Concepción Gimeno Gil, nacida en Alcañiz en 1850, estudió Magisterio en Zaragoza. Ya era una periodista famosa cuando le dedicó un gran elogio a su maestra, doña Gregoria Brun.

Avelina Tovar, una maestra de maestras, nació en Pontevedra en 1878, pero pronto arraigó en Aragón. La labor de esta directora de la Escuela Normal de Huesca fue decisiva para las generaciones siguientes.

Mujeres de otros campos culturales

Ana Belén Fernández

Ana Belén Fernández, 1974

El barrio de Santa Isabel, volcado en la cultura, eligió mujeres significativas de varios campos.

Rosa María Aranda representa a las escritoras aragonesas y Pilar Delgado a las mujeres que se han dedicado al teatro.

Ana Belén Fernández, una joven judoca, es un modelo de deportividad y esfuerzo para los jóvenes del barrio.

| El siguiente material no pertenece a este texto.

PR #215, opened 2016-02-29
add note about updating sync threshold

dirk-thomas:
Based on discussion in ros-infrastructure/ros_buildfarm_config#26

### DIFF
--- a/doc/ongoing_operations.rst
+++ b/doc/ongoing_operations.rst
@@ -21,6 +21,10 @@ Manually sync packages
 The *source* and *binary* are imported into the ``building`` repository and if
 the sync criteria is fulfilled automatically synced to the ``testing``
 repository.
+The maintainer should revisit the configured sync threshold to adjust it when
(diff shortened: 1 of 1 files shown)


doc/ongoing_operations.rst
```diff
@@ -21,6 +21,8 @@ Manually sync packages
 The *source* and *binary* are imported into the ``building`` repository and if
 the sync criteria is fulfilled automatically synced to the ``testing``
 repository.
+The maintainer should revisit the configured sync threshold to adjust it when
+the number of released packages changes over the lifetime of a distribution.
```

La acción y el compromiso social

Rigoberta Menchú

Rigoberta Menchú, 1959

Santa Isabel, un barrio joven y dinámico, se caracteriza por su compromiso social y lo refleja en el nombre de dos de sus calles. Una dedicada a la pacifista Rigoberta Menchú, nacida en Guatemala en 1959,  y otra a la Asociación de mujeres del barrio.

Las santas

En los callejeros tradicionales no faltaban las santas, que eran excelentes modelos de comportamiento para las mujeres católicas. Sus biografías las escribieron varones cultos, casi siempre clérigos, con la intención de exaltar y salvaguardar los valores y las leyes del patriarcado.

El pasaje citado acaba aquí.